4th Day of Protests in Tehran, and Demonstrations Spread

TEHRAN, Nov. 12 — Thousands of students ignored official warnings and demonstrated today for a fourth day over the death sentence for a reformist scholar charged with apostasy.

Some 5,000 students gathered at Tehran University in support of the academic Hashem Aghajari, sentenced to hang for questioning clerical rule in the Islamic Republic.

"The execution of Aghajari is the execution of the university!" demonstrators chanted. "Political prisoners should be freed!"

The momentum of protests appeared to be growing, with more students gathering in Tehran each day and demonstrations spreading to the provincial cities of Tabriz, Isfahan, Urumiyeh and Hamedan.

After their rally in Tehran, students marched through the huge university campus, holding hands and singing "Ey Iran," the national anthem before the 1979 Islamic revolution.

The watching police did not intervene.

Iran's supreme leader and commander of the armed forces, Ayatollah Ali Khamenei, issued a veiled warning late Monday about the possible use of force if Parliament, the government and judiciary cannot settle their differences.

Using a term that has been widely used to describe the Revolutionary Guards and other hard-line militia groups, he said: "The day the three branches are unable or unwilling to settle major problems, the leadership will, if it thinks it necessary, use the popular forces to intervene."

"I hope that will never happen," he added, in comments broadcast on television.

Today's protests followed similar demonstrations on Monday at Modaress Training University in the central part of the city. More than a thousand students carried a portrait of Mr. Aghajari as they marched and chanted demands for the resignation of Mahmoud Hashemi Shahroudi, the hard-liner chief of the Iranian judiciary. The students also called for the resignation of President Mohammad Khatami, the leader of Iran's reform movement, in a sign of frustration with the continuous setbacks for reform.

Mr. Aghajari was sentenced to death last week in a closed-door trial in Hamedan on charges that he had insulted the Prophet Muhammad. The charges stemmed from a speech he made in August in which he called on people to not follow religious leaders blindly.

The demonstrations have been the largest since 1999, when students staged a week of protest throughout the country after hard-line vigilantes attacked a student dormitory.

A leading student activist, Saeed Razavi-Faqih, told the Iranian Student News Agency on Monday that students had decided to continue their protests in order to confront constitutional violations, not only in Mr. Aghajari's case but also in general.

"We must reach a stage in our destiny that we have lawful rights and freedoms," Mr. Razavi-Faqih was quoted as saying.

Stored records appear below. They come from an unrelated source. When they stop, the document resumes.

Issue #3413, opened 2018-01-30
Credit Limit data structure as subtab in Businesspartner


metas-mk:
### Is this a bug or feature request?
Feature Request
### What is the current behavior?
Currently the Credit Limit functionality only allows 1 setting for credit limit of a business partner.
#### Which are the steps to reproduce?
Open and see,
### What is the expected or desired behavior?
Create a new Data Structure that has the following content (besides the default columns):
a) Reference List entry "credit limit type" e.g. managing director, insurance
b) "date"
c) "createdBy"
d) "credit limit amount"

Create a Credit Limit indicator in BusinessPartner Header (virtual column) that says something like "95%" (which means the business partner credit limit has reached 95%).

cristinamghita:
##Rough concept
* Create a new table called C_BPartner_CreditLimit with next columns:
  * Type (ref list e.g. managing director, insurance)
  * Amount
  * Date
  * ApprovedBy
  * C_BPartner_ID
  * and the usual mandatory fields
* Create a virtual column in C_BPartner - CreditLimitUsage - that will show the percent obtained from total opened balanced and credit limit
* for computing total opened balance, use the logic from org.adempiere.bpartner.service.impl.BPartnerStatsDAO.retrieveTotalOpenBalance(IBPartnerStats)

cristinamghita:
![image](https://user-images.githubusercontent.com/15378036/35631344-5288af24-06ac-11e8-88fe-a318ea1e2939.png)

metas-lc:
IT 
Please check the following NOKs: steps 5, 6 and probably 10

1. open bpartner, select one and go to last subtab: Business Partner Credit Limit
2. add a new line (insurance, amt 100, date from and date to)
3. add a new line, exactly the same as the line above
=> you can still see both lines and there is no red line indicating the Bpartner is not saved (frontend issue) NOK
4. remove the second line
5. set the amount to 0 
=> you get errors (division by 0) and you can't open bparther anymore NOK
6. created some invoices 
=> Credit limit Usage is still 0. NOK the credit limit usage doesn't update if you don't recreate the limit line
7. add a new line with Managing Director, amt 50
=> Credit limit Usage updated OK
8. if you have insurance and managing, always managing has priority OK
9. no matter what currency you have in invoice, the Credit limit Usage updates OK
10. i reverted an invoice and Credit limit Usage didn't update NOK i think
--
[...]

PR #3424, opened 2018-01-31
#3413 Credit Limit data structure as subtab in Businesspartner 

cristinamghita:
#3413 Credit Limit data structure as subtab in Businesspartner


de.metas.adempiere.adempiere/base/src/main/java-gen/org/compiere/model/X_C_BPartner_CreditLimit.java
```diff
@@ -0,0 +1,207 @@
...
+      org.compiere.model.POInfo poi = org.compiere.model.POInfo.getPOInfo (ctx, Table_Name, get_TrxName());
+      return poi;
+    }
+
+	/** Set Betrag.
+		@param Amount 
+		Betrag in einer definierten Währung
+	  */
+	@Override
+	public void setAmount (java.math.BigDecimal Amount)
```
metas-ts: i think if we have an amount, we also need a currency here..wdyt?

de.metas.adempiere.adempiere/base/src/main/java-gen/org/compiere/model/X_C_BPartner_CreditLimit.java
```diff
@@ -0,0 +1,207 @@
...
+		Integer ii = (Integer)get_Value(COLUMNNAME_C_BPartner_ID);
+		if (ii == null)
+			 return 0;
+		return ii.intValue();
+	}
+
+	/** Set Datum.
+		@param DateGeneral Datum	  */
+	@Override
+	public void setDateGeneral (java.sql.Timestamp DateGeneral)
```
metas-ts: from the column name, i don't get what DateGeneral is about..
if i think it should rather be `validFrom`or `validTo`..if i correctly guessed that the date is about

de.metas.adempiere.adempiere/migration/src/main/sql/postgresql/system/10-de.metas.adempiere/5484320_sys_gh3413_CreateTableAndWindo_C_BPartner_CreditLimit.sql
```diff
@@ -0,0 +1,1184 @@
+-- 2018-01-31T14:17:00.493
+-- I forgot to set the DICTIONARY_ID_COMMENTS System Configurator
+INSERT INTO AD_Table (AccessLevel,ACTriggerLength,AD_Client_ID,AD_Org_ID,AD_Table_ID,CopyColumnsFromTable,Created,CreatedBy,EntityType,ImportTable,IsActive,IsAutocomplete,IsChangeLog,IsDeleteable,IsDLM,IsHighVolume,IsSecurityEnabled,IsView,LoadSeq,Name,ReplicationType,TableName,Updated,UpdatedBy) VALUES ('3',0,0,0,540929,'N',TO_TIMESTAMP('2018-01-31 14:17:00','YYYY-MM-DD HH24:MI:SS'),100,'D','N','Y','N','N','Y','N','N','N','N',0,'Bussines Partner Credit Limit','L','C_BPartner_CreditLimit',TO_TIMESTAMP('2018-01-31 14:17:00','YYYY-MM-DD HH24:MI:SS'),100)
+;
```
metas-ts: if i see this correctly, you have `IsChangeLog=N` ..i recommend to have it =Y..this table is about a sensitive topic and even if this table is "append-only", it can't hurt

de.metas.adempiere.adempiere/base/src/main/java-gen/org/compiere/model/X_C_BPartner_CreditLimit.java
cristinamghita: Hm.. I don't think so, because the amount will be converted all the time, I think in the currency of the client. But need to check with Mark.

de.metas.adempiere.adempiere/migration/src/main/sql/postgresql/system/10-de.metas.adempiere/5484320_sys_gh3413_CreateTableAndWindo_C_BPartner_CreditLimit.sql
cristinamghita: Agree!

de.metas.adempiere.adempiere/base/src/main/java-gen/org/compiere/model/X_C_BPartner_CreditLimit.java
cristinamghita: Checking with Mark

de.metas.adempiere.adempiere/base/src/main/java-gen/org/compiere/model/X_C_BPartner_CreditLimit.java
cristinamghita: I added as a virtual column.

PR #3605, opened 2018-03-03
add mvnw so that users don't need to install mvn to build from cmdline

metas-ts:


metas-rc:
Nothing to IT. Moving to done.

Issue #3624, opened 2018-03-06
Pharma: When Operation Code is 2, deactivate the product


cristinamghita:
### Is this a bug or feature request?
FR

metas-lc:
IT
imported a file with 3 lines: to add a product, update a product and deactivate a product
(for the update and deactivate i had to create new products with that value)
checked m_product widow => import worked fine OK

PR #3629, opened 2018-03-06
#3624 Pharma: When Operation Code is 2, deactivate the product 

cristinamghita:
#3624 Pharma: When Operation Code is 2, deactivate the product


de.metas.vertical.pharma/src/main/java/de/metas/impexp/product/PharmaProductImportProcess.java
```diff
@@ -94,26 +94,44 @@ protected void updateAndValidateImportRecords()
...
 		}
-		else
+		else if (!DEACTIVATE_OPERATION_CODE.equals(operationCode))
 		{
-			newProduct = false;
-			product = updateProduct(importRecord, existentProduct);
-		}
+			final I_M_Product product;
+			final boolean newProduct;
+			if (existentProduct == null || (existentProduct == null && importRecord.getM_Product_ID() <= 0))
```
metas-ts: it's not clear to me what this expression is about..
if i get it right, it can be simplified to 
`(existentProduct == null || importRecord.getM_Product_ID() <= 0)`
or is there a `!` missing somewhere?

also, why not assign the result of this boolean expression directly to `final boolean newProduct;`?

cristinamghita: @metas-ts no, is not the same;
I had ```(existentProduct == null || importRecord.getM_Product_ID() <= 0)```
And now I modified to ```(existentProduct == null || (existentProduct == null && importRecord.getM_Product_ID() <= 0))```.
The first condition does not verify correctly this case:
* The product exists in the db , but wasn't match yet in I_Pharma_Product
Bur thinking now, actually this should not be a problem. Because should have been already solved by this ```org.adempiere.impexp.product.MProductImportTableSqlUpdater.dbUpdateProductsByValue(String)```
So I'll check why that is not doing what suppose to do!

Issue #3634, opened 2018-03-07
Pick in manufacturing Order: Picking Slot Filter on selected BPartner from Shipment Schedule


metas-mk:
### Is this a bug or feature request?
Feature Request
### What is the current behavior?
In Pick Action in Manufacturing Order (on received HU), the possible Picking Slots are not filtered although a shipment schedule line is (pre-)selected.
#### Which are the steps to reproduce?
Open, try and see.
### What is the expected or desired behavior?
Pre-Filter the available Picking Slots based on Businesspartner from selected Shipment Schedule. If that is not filled yet, then show all available picking slots of disable recording of Picking Slot before selecting a Shipment Schedule.

metas-ts:
`AD_Process.Value='WEBUI_M_HU_Pick'`

metas-ts:
implemented in `2018-12`

metas-dh:
Results of IT1
tested in mf15

tested with a manual PP_Order, with the bpartner from sales order set:
* when no picking slot was selected for the shipment schedule already, then all free slots were selectable in manufacturing order, pick action: OK
* when a picking slot was already selected for the shipment schedule, only the free slots were selectable, but not the one for this shipment schedule already selected: NOK

PR #3646, opened 2018-03-07
#3634-app - Pick in manufacturing Order: Picking Slot Filter on selected BPartner from Shipment Schedule

metas-ts:
* add display logic for picking slot parameter
* also minor code changes (unrelated)

Pick in manufacturing Order: Picking Slot Filter on selected BPartner from Shipment Schedule #3634


metas-ts:
pls don't delete this branch!

Issue #3674, opened 2018-03-12
Support Country in local address sequence


metasnw:
### Is this a bug or feature request?
FR

### What is the current behavior?
this local address sequence:
`@BP@ @CON@ @A1@ @A2@ @A3@ @A4@ @P@ @C@ @CO@`

does not show the local country in the rendered address although `@CO@` is defined

#### Which are the steps to reproduce?
1. create a sales order for a partner with the same country as the org you are creating the order
1. print preview
1. NOK: country i missing although @CO@is part of the local sequence

### What is the expected or desired behavior?
address renderer shall use explicit configuration of @CO@

cristinamghita:
### Dev test
* Create new sales order
* Check the address rendered in the new order
```
Test Kunde 1
teststraße 996
45678 teststadt 3
Deutschland
```

metas-ts:
:cherries: picked to `release`

metasnw:
IT was successful

PR #3685, opened 2018-03-13
#3674 Support Country in local address sequence 

cristinamghita:
#3674 Support Country in local address sequence


de.metas.adempiere.adempiere/base/src/main/java/de/metas/adempiere/service/impl/AddressBuilder.java
```diff
@@ -247,29 +249,37 @@ else if (outStr.lastIndexOf("\n") == outStr.length() - 1 && text.trim().length()
...
 				final String add = location.getPostal_Add();
 				if (add != null && add.length() > 0)
+				{
 					outStr.append("-").append(add);
+				}
 			}
 			else if (token.equals("CO"))
 			{
 				final String countryName;
 				if (isLocalAddress)
```
metas-ts: why don't we translate the country name if `isLocalAddress==true`?

cristinamghita: @metas-ts Thinking now, I think is a bit more complicated.
Because we have client language and the system base language.
System base language is German, so actually in C_Country, the names are in German for all countries.
So you need to take the name from C_Country if local is de_DE, and from translation, if otherwise.
Correct?

Issue #3669, opened 2018-03-12
Create all periods of a contract on creation


metasnw:
### Is this a bug or feature request?
FR

### What is the current behavior?
when creating a new contract via sales order only the first period is created
when you have multiple periods chained you can not
1. invoice all periods at once (e.g. 3 years in advance)
1. see the masterenddate 

#### Which are the steps to reproduce?

|transition| automatic extension
|---|---|
|1 year then 2nd year | yes
|2nd year then end| no

1. create a sales order using that condition
1. NOK: only the first period is created
1. NOK: masterenddate is null although it should be the enddate of the second transition

### What is the expected or desired behavior?
1. have a new flag in condition "create all periods"
  1. if yes, create the whole chain right when sales order is completed
1. make sure all periods inherit the masterenddate from the last period

metas-ts:
hi @metasnw 
as a remark, we should try to develop a common language.
i'm currently standing here:
* period = `C_Period`
* contract = depends on context, but usually it's `C_Flatrate_Term`
you stand (afaiu) here
* period = `C_Flatrate_Term`
* contract = ?

Also, given our skype-talk about this matter, I'm not sure i understand why you expect this behavior you outlined?

In particular afaiu, the flag's correct label would be "Create all periods, if the configured chain of flatrate transitions indicates a finite number of periods"..i see a few problems with that, both in terms of (stable) implementation and also ease of use.

Why not implement it so that we can have one 3-year C_Flatrate_Term with a yearly invoicing-calendar?

metasnw:
> Why not implement it so that we can have one 3-year C_Flatrate_Term with a yearly invoicing-calendar?

because we might have price and qty changes for each year and need to document them for invoicing

metasnw:
tested on branch system:
chained 3x conditions and transitions
set autoextension on year 1 and year 2

creating new contract:
1. OK: all 3x periods where created right away
1. OK: masterstart and enddate is set on all periods

terminating contract:
1. terminated contract with tomorrows date
1. OK: all periods are terminated

PR #3710, opened 2018-03-16
#3669 Create all periods of a contract on creation 

cristinamghita:
#3669 Create all periods of a contract on creation


cristinamghita:
Will not be an infinite number of C_Flatrate_Terms, because, if the transition does not have next ft and extension is not forced, nothing happens.
The difference between auto renew and auto extension is:
* auto renew - will renew automatically the contract when the notice date is due
* auto extension means that will extend the contract from the begining, if the transition is set like that

Issue #3718, opened 2018-03-19
Contracts: Transform IsAutoRenew and IsAutoExtension flags in a list


cristinamghita:
### Is this a bug or feature request?
FR

cristinamghita:
Follow up [#3669 Create all periods of a contract on creation](https://github.com/metasfresh/metasfresh/issues/3669)

metas-ts:
:cherries: picked to `release`

metas-rc:
Results of IT

Tested on webui


* OK: In the window Contract Periods, the field Extension Type is now list.

1) If the Extention type is for all periods

* I created 3 Contract Periods pointing to 3 contract terms, 1 year each, first 2 periods have next contract perms.
* I set their extention type to all periods
* I made a sales order and I selected the first, completed
* => OK : I got 3 contracts created for the next 3 years

2) If the Extention type is for Autorenewal

* I created a contract period pointing to a contract term, with Extention type for AutoRenew, 1 month
* I made a sales order and I selected the term, completed
* => OK: I got 1 contract
* => OK: The contract was flagged as IsAutoRenew
* => OK: The master end date was not set
* I extended the contract
* => OK: Got 1 new 1 month contract
* => OK: Both have master end date null
* Canceled the contract with a date (May 1 2018)
* => OK; Master end date mecame May 1 for both of them
* => OK: IsAutoRenew flag turned to false

3) Extention type not set
 * I created a contract period pointing to a contract term, with Extention type null, 1 month.
* I made a sales order and I selected the term, completed
* => OK: I got 1 contract
* => OK: Contract has IsAutoRenew = false
* => OK: Master end date 1 month since now
* I manually extended the contract 
* => OK: I got a new contract
* => OK: Masterenddate for both turned to 2 months from now

PR #3731, opened 2018-03-20
#3718 Contracts: Transform IsAutoRenew and IsAutoExtension flags in a list 

cristinamghita:
#3718 Contracts: Transform IsAutoRenew and IsAutoExtension flags in a list


de.metas.contracts/src/main/java/de/metas/contracts/impl/FlatrateBL.java
```diff
@@ -1012,31 +1013,64 @@ else if (diffPercent.signum() < 0 && diffPercent.abs().compareTo(conditions.getM
...
+				final I_C_Flatrate_Term nextTerm = currentTerm.getC_FlatrateTerm_Next();
+				final I_C_Flatrate_Conditions nextConditions = nextTerm.getC_Flatrate_Conditions();
+				Check.assumeNotNull(nextConditions, "C_Flatrate_Conditions shall not be null!");
+
+				nextTransition = nextConditions.getC_Flatrate_Transition();
+				Check.assumeNotNull(nextTransition, "C_Flatrate_Transition shall not be null!");
+
+				contextUsed = ContractExtendingRequest.builder()
 						.AD_PInstance_ID(context.getAD_PInstance_ID())
 						.contract(nextTerm)
```
metas-ts: if you annotate ContractExtendingRequest with `@Builder(toBuilder=true), you should be able to do 
```java
contextUsed = contextUsed.toBuilder()
  .AD_PInstance_ID(context.getAD_PInstance_ID())
  .contract(nextTerm).build();
```
and avoid the properties that don't change

de.metas.contracts/src/main/java/de/metas/contracts/impl/FlatrateBL.java
```diff
@@ -1012,31 +1013,64 @@ else if (diffPercent.signum() < 0 && diffPercent.abs().compareTo(conditions.getM
...
 						.forceComplete(true)
 						.nextTermStartDate(null)
 						.build();
-				extendContract(nextContext);
+				contracts.add(nextTerm);
 			}
+			while (X_C_Flatrate_Transition.EXTENSIONTYPE_ExtendAll.equals(nextTransition.getExtensionType()) && nextTransition.getC_Flatrate_Conditions_Next_ID() > 0);
 
+			if (X_C_Flatrate_Transition.EXTENSIONTYPE_ExtendAll.equals(nextTransition.getExtensionType()))
+			{
```
metas-ts: why do we need this if?

de.metas.contracts/src/main/java/de/metas/contracts/impl/FlatrateBL.java
```diff
@@ -1012,31 +1013,64 @@ else if (diffPercent.signum() < 0 && diffPercent.abs().compareTo(conditions.getM
...
+	private void updateMasterEndDate(final List<I_C_Flatrate_Term> contracts)
+	{
+		// update master end date
+		final Timestamp endDate = contracts.stream()
+				.sorted(Comparator.comparing(I_C_Flatrate_Term::getC_Flatrate_Term_ID).reversed())
+				.findFirst()
+				.map(I_C_Flatrate_Term::getEndDate)
+				.orElse(null);
+
+		if (endDate != null)
```
metas-ts: i suggest to reduce the nesting depth by returning if `endDate==null`

de.metas.contracts/src/main/java/de/metas/contracts/impl/FlatrateBL.java
```diff
@@ -1012,31 +1013,64 @@ else if (diffPercent.signum() < 0 && diffPercent.abs().compareTo(conditions.getM
...
+		{
+			contracts
+					.stream()
+					.filter(contract -> contract.getMasterEndDate() == null)
```
metas-ts: why discard contracts which have a MasterEndDate? couldn't it be an outdated one? what do we loose if we remove this filter?

de.metas.contracts/src/main/java/de/metas/contracts/impl/FlatrateBL.java
cristinamghita: Nice!
I did not know

de.metas.contracts/src/main/java/de/metas/contracts/impl/FlatrateBL.java
cristinamghita: Because masterendate shall not be filled if is annual renew.
In that case, we don't know when the contract is ending.

de.metas.contracts/src/main/java/de/metas/contracts/impl/FlatrateBL.java
cristinamghita: thinking now, I think we actually don;t need at all

de.metas.contracts/src/main/java/de/metas/contracts/impl/FlatrateBL.java
cristinamghita: hm.. good point!
all should have same date anyway

de.metas.contracts/src/main/sql/postgresql/system/50-de.metas.contracts/5488820_sys_gh3718_AddExtensonTypeList.sql
```diff
@@ -0,0 +1,144 @@
...
+;
+
+-- 2018-03-19T17:36:43.637
+-- I forgot to set the DICTIONARY_ID_COMMENTS System Configurator
+INSERT INTO AD_Ref_List_Trl (AD_Language,AD_Ref_List_ID, Description,Name, IsTranslated,AD_Client_ID,AD_Org_ID,Created,Createdby,Updated,UpdatedBy) SELECT l.AD_Language,t.AD_Ref_List_ID, t.Description,t.Name, 'N',t.AD_Client_ID,t.AD_Org_ID,t.Created,t.Createdby,t.Updated,t.UpdatedBy FROM AD_Language l, AD_Ref_List t WHERE l.IsActive='Y' AND l.IsSystemLanguage='Y' AND l.IsBaseLanguage='N' AND t.AD_Ref_List_ID=541602 AND NOT EXISTS (SELECT 1 FROM AD_Ref_List_Trl tt WHERE tt.AD_Language=l.AD_Language AND tt.AD_Ref_List_ID=t.AD_Ref_List_ID)
+;
+
+-- 2018-03-19T17:37:27.314
+-- I forgot to set the DICTIONARY_ID_COMMENTS System Configurator
+INSERT INTO AD_Ref_List (AD_Client_ID,AD_Org_ID,AD_Ref_List_ID,AD_Reference_ID,Created,CreatedBy,EntityType,IsActive,Name,Updated,UpdatedBy,Value,ValueName) VALUES (0,0,541603,540843,TO_TIMESTAMP('2018-03-19 17:37:27','YYYY-MM-DD HH24:MI:SS'),100,'de.metas.contracts','Y','Extend contract for first period',TO_TIMESTAMP('2018-03-19 17:37:27','YYYY-MM-DD HH24:MI:SS'),100,'EO','ExtendOne')
```
metas-ts: pls change the description to something like 'Extend the contract when the notice date is reached'
..because afaiu that's what it does, right?

de.metas.contracts/src/main/sql/postgresql/system/50-de.metas.contracts/5488820_sys_gh3718_AddExtensonTypeList.sql
```diff
@@ -0,0 +1,144 @@
...
+
+-- 2018-03-19T17:27:44.493
+-- I forgot to set the DICTIONARY_ID_COMMENTS System Configurator
+INSERT INTO AD_Reference_Trl (AD_Language,AD_Reference_ID, Description,Help,Name, IsTranslated,AD_Client_ID,AD_Org_ID,Created,Createdby,Updated,UpdatedBy) SELECT l.AD_Language,t.AD_Reference_ID, t.Description,t.Help,t.Name, 'N',t.AD_Client_ID,t.AD_Org_ID,t.Created,t.Createdby,t.Updated,t.UpdatedBy FROM AD_Language l, AD_Reference t WHERE l.IsActive='Y' AND l.IsSystemLanguage='Y' AND l.IsBaseLanguage='N' AND t.AD_Reference_ID=540843 AND NOT EXISTS (SELECT 1 FROM AD_Reference_Trl tt WHERE tt.AD_Language=l.AD_Language AND tt.AD_Reference_ID=t.AD_Reference_ID)
+;
+
+-- 2018-03-19T17:36:43.631
+-- I forgot to set the DICTIONARY_ID_COMMENTS System Configurator
+INSERT INTO AD_Ref_List (AD_Client_ID,AD_Org_ID,AD_Ref_List_ID,AD_Reference_ID,Created,CreatedBy,EntityType,IsActive,Name,Updated,UpdatedBy,Value,ValueName) VALUES (0,0,541602,540843,TO_TIMESTAMP('2018-03-19 17:36:43','YYYY-MM-DD HH24:MI:SS'),100,'de.metas.contracts','Y','Extend contract for all periods',TO_TIMESTAMP('2018-03-19 17:36:43','YYYY-MM-DD HH24:MI:SS'),100,'EA','ExtendAll')
+;
```
metas-ts: pls describe better what it does
* that it's done on complete (right?)
* that there is a chain of "extends", until a transition record without this falg and a next conditions reference is reached

PR #3779, opened 2018-03-28
#3354 Different subscription Receiver for ever 

cristinamghita:
#3354 Different subscription Receiver for ever


de.metas.contracts/src/main/java/de/metas/contracts/subscription/impl/SubscriptionService.java
```diff
@@ -89,16 +86,23 @@ public static int changeRecipient(@NonNull final ChangeRecipientsRequest changeR
...
 		{
 			this.term = term;
 
-			Preconditions.checkArgument(!dateTo.before(dateFrom), "The given dateTo may not be before the given dateFrom; dateFrom=%s; dateTo=%s", dateFrom, dateTo);
+			this.IsPermanentRecipient = IsPermanentRecipient;
+
+			if (!IsPermanentRecipient)
+			{
+				Preconditions.checkArgument(!dateTo.before(dateFrom), "The given dateTo may not be before the given dateFrom; dateFrom=%s; dateTo=%s", dateFrom, dateTo);
+				Preconditions.checkNotNull(dateFrom, "The dateForm shall not be null");
```
metas-ts: better do the null-check before the before-check :-)

cristinamghita: pfu.. right! :)))

PR #10716, opened 2021-02-26
Fix duplicated nested rows after updating a value

siemiatj:
Related to #10715


petrican (approved):
Looks lgtm. This should be tested roughly still to make sure it does not introduce other issues. Thanks

petrican:
Pls add this to the https://github.com/metasfresh/me03/issues/7209

Issue #10718, opened 2021-02-26
Add Frame Agreement and Order Call SO doc types


adi-stefan:
### Is this a bug or feature request?
FR
### What is the expected or desired behavior?
`Frame Agreement` and `Order Call` can be selected as doc types for a sales order

PR #10719, opened 2021-02-26
#gh10718 added Frame Agreement and Order Call doctypes for SO

adi-stefan:
https://github.com/metasfresh/metasfresh/issues/10718


backend/de.metas.acct.base/src/main/sql/postgresql/ddl/views/c_orderline_id_with_missing_shipmentschedule_v.sql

In a statement, protesters declared that the death sentence against Mr. Aghajari was an insult to university students and professors and demanded an apology from the judiciary. "The death sentence for Mr. Aghajari is punishing him for his opinion, which is against the Constitution and human rights," the statement said. The director of the humanities department at Modaress and several professors resigned in protest over the sentence.

On Sunday, the speaker of the Parliament, Mehdi Karoubi, expressed "hatred and disgust over the verdict" on behalf of himself and a group of clerics. Two members of Parliament from Hamedan, where the sentence was issued, resigned in protest.

However, Parliament continued with its reform agenda, passing a bill on Sunday that was aimed at limiting the judiciary's suppression of activists. It was the second such bill in two weeks; a measure passed last week was aimed at limiting the power of the Guardian Council, the hard-line body that regulates elections in Iran and has barred hundreds of liberal politicians from ballots.

The two bills are considered to be the reason for recent crackdowns on reformist activists by hard-line opponents of President Khatami. The bill passed on Sunday would give the president more power to censure other branches of government over constitutional violations.